5. Faith and subjectivity

Kierkegaard was certainly not alone in suggesting that writers who tried to justify religious belief on cognitive grounds were more confused about its true nature than some of their sceptically minded critics and to that extent posed a greater threat to it; indeed, Kant himself had virtually implied as much when he spoke of denying knowledge to make room for faith, as opposed to seeking to give religious convictions a theoretical foundation that could only prove illusory (see Kant, I. §4). The question arose, however, of what positive account should be given of such faith, and here Kierkegaard’s position set him apart from many thinkers who shared his negative attitude towards the feasibility of providing objective demonstrations. As he made amply clear, the religion that crucially concerned him was Christianity, and far from playing down the intellectual obstacles this ostensibly presented he went out of his way to stress the particular problems it raised. Both its official representatives and its academic apologists might have entertained the hope of making it rationally acceptable to a believer, but in doing so they showed themselves to be the victims of a fundamental misapprehension. From an objective point of view, neither knowledge nor even understanding was possible here, the proper path of the Christian follower lying in the direction, not of objectivity, but of its opposite. It was only by ‘becoming subjective’ that the import of Christianity could be grasped and meaningfully appropriated by the individual. Faith, Kierkegaard insisted, ‘inheres in subjectivity’; as such it was in essence a matter of single-minded resolve and inward dedication rather than of spectatorial or contemplative detachment, of passion rather than of reflection. That was not to say, though, that it amounted to a primitive or easy option. On the contrary, faith in the sense in question could only be achieved or realized in the course of a person’s life at great cost and with the utmost difficulty (see Faith).
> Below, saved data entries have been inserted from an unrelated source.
PR #259, opened 2019-01-31
Base jdbc feature on compiler target

awisniew90:


boost-maven/boost-maven-plugin/src/main/java/io/openliberty/boost/maven/utils/MavenProjectUtil.java
```diff
@@ -51,4 +55,42 @@ public static String findSpringBootVersion(MavenProject project) {
...
+                    Xpp3Dom target = config.getChild("target");
+
+                    if (target != null) {
+                        return target.getValue();
+                    }
+                }
+            }
+        }
+
+        return "1.6";
```
chyt: How do we know that this is the default value?

boost-maven/boost-maven-plugin/src/main/java/io/openliberty/boost/maven/utils/MavenProjectUtil.java
```diff
@@ -51,4 +55,42 @@ public static String findSpringBootVersion(MavenProject project) {
...
+            String propertyValue = property.getValue().toString();
+
+            if (propertyKey.equals("maven.compiler.target") || propertyKey.equals("maven.compiler.release")) {
+                return propertyValue;
+            }
+        }
+
+        List<Plugin> plugins = project.getBuildPlugins();
+
+        for (Plugin plugin : plugins) {
```
chyt: Refactor the plugin configuration retrieval to use [`MavenProjectUtil`](https://github.com/WASdev/ci.maven/blob/master/liberty-maven-plugin/src/main/java/net/wasdev/wlp/maven/plugins/utils/MavenProjectUtil.java) instead.

chyt:
I'm a bit confused about how this works with our booster boms? From my understanding of the implementation, looks like you are basically ignoring the JDBC version resolved from the pom and instead replacing it with the JDK version that you detect? I know we still haven't finalized how we're doing to do booster versioning, but in this case we could possibly just have a single JDBC booster across all specs, since there are no compile dependencies and the "real" version is resolved internally. Anyways, just wanted to make sure we didn't forget about this aspect of the implementation. Otherwise looks good aside from my two comments.

boost-maven/boost-maven-plugin/src/main/java/io/openliberty/boost/maven/utils/MavenProjectUtil.java
awisniew90: Ah good catch... the default is 1.6 for maven-compiler-plugin version  3.8.0. (latest version).  previous versions should be 1.5.  I'll have to check to see what maven version they are using.

boost-maven/boost-maven-plugin/src/main/java/io/openliberty/boost/maven/utils/MavenProjectUtil.java
awisniew90: Nice - will do.

boost-maven/boost-maven-plugin/src/main/java/io/openliberty/boost/maven/utils/MavenProjectUtil.java
awisniew90: Thinking about this more, I don't think it's worth going below 1.6. I believe Liberty requires a minimum jre of 1.6, so other things might break if the app is run on 1.5 or lower.

cherylking: Actually, I think the minimum  is Java 7 now. For Open Liberty it may even be Java 8.

awisniew90: I changed this method to just return the compiler target if it is explicitly configured. Otherwise it will return null.  The JDBC booster will then determine what feature to use. That's also changed to use jdbc-4.1 (SE 7 spec) as a default or for any compiler target value less than 1.7. It's unlikely that someone would be using a target of less than this, and even still, since Liberty wont run (or at least isnt supported) at less than 1.7, there should be little risk to having jdbc-4.1 as a minimum.

awisniew90:
The JDBC dependency version is remaining the same internally. Instead, the compiler target version is now being set as an internal boost property. The JDBC booster will reference this property to determine the jdbc feature to set rather than the dependency version.  Advantages to this are that the boost property can be referenced by other boosters (if needed) and the dependency version is consistent with other boosters.

boost-maven/boost-maven-plugin/src/main/java/io/openliberty/boost/maven/liberty/LibertyPackageMojo.java
```diff
@@ -119,6 +119,10 @@ public void execute() throws MojoExecutionException {
 
             // Get booster dependencies from project
             Map<String, String> dependencies = MavenProjectUtil.getAllDependencies(project, BoostLogger.getInstance());
+            
+            // Determine the Java compiler target version and set this internally 
+            String javaCompilerTargetVersion = MavenProjectUtil.getJavaCompilerTargetVersion(project);
+            System.setProperty("boost.internal.compiler.target", javaCompilerTargetVersion);
```
chyt: Also use the `BoostProperties` constant here.

awisniew90: Done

To understand what lay behind this claim it is important to recognize that Kierkegaard broadly distinguished between two levels or stages of development at which religious belief manifested itself. In his account of the first of these, in which he specified the criteria that any standpoint must conform to if it was to count as a religious one, he was at pains to emphasize the element of ‘objective uncertainty’ surrounding assertions about the transcendent, such uncertainty deriving from the absence of rational support previously alluded to. So construed, faith essentially involved personal venture or risk, preserving it being figuratively compared to ‘remaining out upon the deep, over seventy thousand fathoms of water’. But to hold fast to a conviction in the face of a lack of objective justification or grounds was not the same as giving assent to something that appeared to be intrinsically contrary to reason, an ‘offence’ to the understanding itself. And it was in the latter terms that Kierkegaard referred to the Christian conception of the incarnation, this being an ‘absolute paradox’ that required the believer to ‘risk his thought’ in embracing its reality. Moreover, it was in the light of such a requirement that the level of faith aspired to in Christianity could be said to constitute ‘the highest passion in the sphere of human subjectivity’, exceeding other forms of religious belief in virtue of the unique nature of the demands it made upon an individual’s mind and outlook.
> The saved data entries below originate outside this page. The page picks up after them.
PR #38, opened 2017-07-27
Improve controller security

tompizmor:
This PR will make the controller image to run as non-root user. The file system will also be read-only.

```
$ kubectl exec -it -n kube-system sealed-secrets-controller-222321944-q4npb -- sh
/ $ id
uid=1001 gid=0(root)
/ $ touch /tmp/test
touch: /tmp/test: Read-only file system
```

### DIFF
--- a/controller-norbac.jsonnet
+++ b/controller-norbac.jsonnet
@@ -32,6 +32,8 @@ local controllerContainer =
   container.command(["controller"]) +
   container.livenessProbe(controllerProbe) +
   container.readinessProbe(controllerProbe) +
+  container.mixin.securityContext.readOnlyRootFilesystem(true) +
+  container.mixin.securityContext.runAsUser(1001) +
   container.helpers.namedPort("http", controllerPort);
 
 local labels = {name: "sealed-secrets-controller"};
--- a/controller-norbac.jsonnet
+++ b/controller-norbac.jsonnet
@@ -32,8 +32,10 @@ local controllerContainer =
   container.command(["controller"]) +
   container.livenessProbe(controllerProbe) +
   container.readinessProbe(controllerProbe) +
+  container.securityContext(k.core.v1.podSecurityContext.default()) +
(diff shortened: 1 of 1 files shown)


anguslees:
Travis is telling us:
> Error: Error reading controller.jsonnet: RUNTIME ERROR: Field does not exist: runAsUser

controller-norbac.jsonnet
```diff
@@ -32,6 +32,8 @@ local controllerContainer =
   container.command(["controller"]) +
   container.livenessProbe(controllerProbe) +
   container.readinessProbe(controllerProbe) +
+  container.mixin.securityContext.readOnlyRootFilesystem(true) +
+  container.mixin.securityContext.runAsUser(1001) +
```
anguslees: Urgh. ksonnet-lib beta.1 has a bunch of bugs.  You've typed two lines and you've encountered two of the bugs ;)

- the base securityContext object isn't created implicitly by `container.default()`
- it seems it expects `runAsNonRoot` to take an object, not a simple integer.

Here are the workarounds:
```javascript
  container.securityContext(k.core.v1.podSecurityContext.default()) +
  container.mixin.securityContext.readOnlyRootFilesystem(true) +
  container.mixin.securityContext.runAsNonRoot(true) +
  {securityContext+: {runAsUser: 1001}} +
```

(I've also included `container.mixin.securityContext.runAsNonRoot(true)` because we may as well assert that runAsUser is doing what we think)

(I'll move to ksonnet-lib beta.2 RSN, but separately to this PR)

tompizmor: Do you know why I couldn't reproduce this locally? This is the command I run to get the .ymls

```bash
$ kubecfg show -o yaml controller-norbac.jsonnet -J /Users/tompizmor/Desktop/github-repos/ksonnet-lib-beta.1
```

tompizmor: BTW, good point including the `runAsNonRoot(true)`. I didn't know it exists

PR #41, opened 2017-08-10
Add oidc and gcp auth providers

bakins:
Register the auth providers for oidc and gcp. This allows `kubeseal` to be used with clusters that use those authentication methods.


cmd/kubeseal/main.go
```diff
@@ -22,6 +22,10 @@ import (
 
 	// Register v1.Secret type
 	_ "k8s.io/client-go/pkg/api/install"
+
+	// Register Auth providers
+	_ "k8s.io/client-go/plugin/pkg/client/auth/gcp"
```
anguslees: Instead of listing them each individually, just import `k8s.io/client-go/plugin/pkg/client/auth`

bakins: I didn't even notice that. I'll change to use that. Thanks for the quick feedback!

bakins:
@anguslees I made the change. I can squash the commits - not sure if you do that on merge or not.

PR #57, opened 2017-09-21
Add an openapi schema declaration to the CRD

anguslees:
This prepares us for the associated alpha feature in k8s 1.8.  See
https://github.com/kubernetes/kubernetes.github.io/pull/5290 for docs.


mmikulicic:
nice!

PR #58, opened 2017-09-26
Release download link change

migmartri:
Following the installation readme I noticed that the provided URL was returning 404 even after the GOOS GOARCH expansion.

This patch fixes the link to what I think is the proper release URL.


anguslees:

According to Kierkegaard, the paradox of the incarnation lay in the notion that the eternal or timeless had entered the sphere of finite and temporal existence: this amounted to uniting contradictories in a fashion that meant a ‘breach with all thinking’. Such a feature precluded treating it as if it could be vouchsafed by ordinary historical enquiry, and he set aside the scholarly pursuit of biblical research and criticism as altogether irrelevant to what was here at issue; quite apart from the specifically ‘approximative’ status he assigned to history as a branch of knowledge, the content of the particular ‘hypothesis’ under consideration defied logic in a way that contravened the principles governing any kind of accredited cognitive discipline. Furthermore, he regarded its paradoxical character as having another crucial consequence, namely, that there was no basis for the common assumption that the contemporary witnesses of what was recorded in the Gospels were in a better position to authenticate the reality of the incarnation than subsequent generations who had only the testimony of others to rely on. To suppose that in the present case the evidence of direct observation was superior to testimony was to fail to see that neither could ever function as more than an ‘occasion’ for belief of the sort of question. With both, a volitional leap of faith was necessary, one that involved a ‘qualitative transition’ from the realm of rational thought into that of the intellectually inaccessible or ‘absurd’.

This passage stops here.